I have an exam coming up and I have a whole bunch of questions to study from, and I am realizing that I really don't have a good grasp on basis matrices for linear transformations. One of the questions is:
For a linear map $f$ in $Hom_F( V,W)$ the (operator) adjoint $f^*:W^*\rightarrow V^*$ is defined by $f^*(g)=g\circ f$. If $f$ has matrix $A$ in some basis, what is the matrix of $f^*$ in the dual basis?

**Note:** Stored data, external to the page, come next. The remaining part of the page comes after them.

PR #956, opened 2023-10-12
[RHELC-965] Change `UNKNOWN_ERROR` to be more verbose with subscriptions

SpyTec:

Checklist

### DIFF
--- a/convert2rhel/actions/pre_ponr_changes/subscription.py
+++ b/convert2rhel/actions/pre_ponr_changes/subscription.py
@@ -18,7 +18,7 @@ __metaclass__ = type
 import logging
 import os.path
 
-from convert2rhel import actions, backup, cert, pkghandler, repo, subscription, toolopts, utils
+from convert2rhel import actions, backup, cert, exceptions, pkghandler, repo, subscription, toolopts, utils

Similarly, here is another question that Im struggling a bit with that would help if I could get some intuition on...
A linear map between finite dimensional vector spaces $f:V\rightarrow W$ corresponds to a matrix when bases for $V$ and $W$ are chosen. HOw does this matrix change if we change bases in $V$ and $W$.

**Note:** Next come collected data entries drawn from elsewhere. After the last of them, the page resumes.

PR #958, opened 2023-10-12
[RHELC-965] Change `UNKNOWN_ERROR` to be more verbose with pkghandler

SpyTec:

Checklist

### DIFF
--- a/convert2rhel/pkghandler.py
+++ b/convert2rhel/pkghandler.py
@@ -27,7 +27,7 @@ from collections import namedtuple
 
 import rpm
 
-from convert2rhel import backup, pkgmanager, utils
+from convert2rhel import backup, exceptions, pkgmanager, utils
 from convert2rhel.backup import RestorableFile, remove_pkgs
 from convert2rhel.systeminfo import system_info
 from convert2rhel.toolopts import tool_opts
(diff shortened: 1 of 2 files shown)


convert2rhel/pkghandler.py
```diff
@@ -225,9 +225,16 @@ def _enable(self):
             set_releasever=False,
         )
         if ret_code:
-            loggerinst.critical(
+            loggerinst.critical_no_exit(
                 "Failed to install subscription-manager packages. See the above yum output for details."
             )
+            raise exceptions.CriticalError(
```
r0x0d, line 231: I have a feeling that we should keep using only underscores in the ids instead of mixing dashes and underscores. 

If for some reason people will try to parse our IDs to present that to some UI, then some additional logic might need to be done to avoid the dashes we have in the names.

Another reason would be to keep the pattern across the other ids since they have only underscores everywhere, even for cases where a dash would be applied. 

Let me know what you think/feel about this suggestion.

convert2rhel/pkghandler.py
```diff
@@ -225,9 +225,16 @@ def _enable(self):
...
+                id_="FAILED_TO_INSTALL_SUBSCRIPTION_MANAGER_PACKAGES",
+                title="Failed to install subscription-manager packages.",
+                description="To be able to subscribe the system to Red Hat we need subscription-manager packages to do so. Without these packages we cannot subscribe the system and we cannot install Red Hat Enterprise Linux packages.",
+                diagnosis="Failed to install packages %s. Errno: %s, Error: %s"
```
r0x0d, line 235: Maybe we should use `status` or `return code` instead of `errno`?

r0x0d: I think @jochapma is using `status` in one of his PRs too

SpyTec: We used the same in backup.py so I just kept with the consistency

SpyTec: True, though the distingtion between output and status from a command call and an exception being thrown might be good, so keeping errno and error for exceptions might be good while commands are output and status, like Joe said

Can always change later

r0x0d (approved):
Looks nice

Let $(w_j)_{j=0}^{m-1},(g_j)_{j=0}^{m-1}$ be a basis-dual basis pair of $W$ and $W^*$. Let $(v_k)_{k=0}^{n-1},(f_k)_{k=0}^{n-1}$ be a basis-dual basis pair of $V$ and $V^*$. Suppose that $\Phi \in \operatorname{Hom}(V,W)$. Let $\mathbf M$ be the matrix of $\Phi$ w.r.t. $(w_j)_{j=0}^{m-1},(v_k)_{k=0}^{n-1}$ and $\mathbf N$ be the matrix of $\Phi^*$. By definition, $$ \Phi^* g_j = \sum_{r=0}^{n-1} \mathit N_{j,r} f_r $$ Hence $$ (\Phi^* g_j)(v_k) = \sum_{r=0}^{n-1} \mathit N_{j,r} f_r(v_k) = \mathit N_{j,k} $$ On the other hand,
$$ (\Phi^* g_j)(v_k) = g_j(\Phi v_k) = g_j \left(\sum_{r=0}^{m-1} \mathit{M}_{k,r} w_r\right) = \mathit{M}_{k,j} $$ Hence $\mathbf M = \mathbf N^\intercal$.
Your second question can be solved with change of basis matrix. That is, the identity operator w.r.t. two different bases.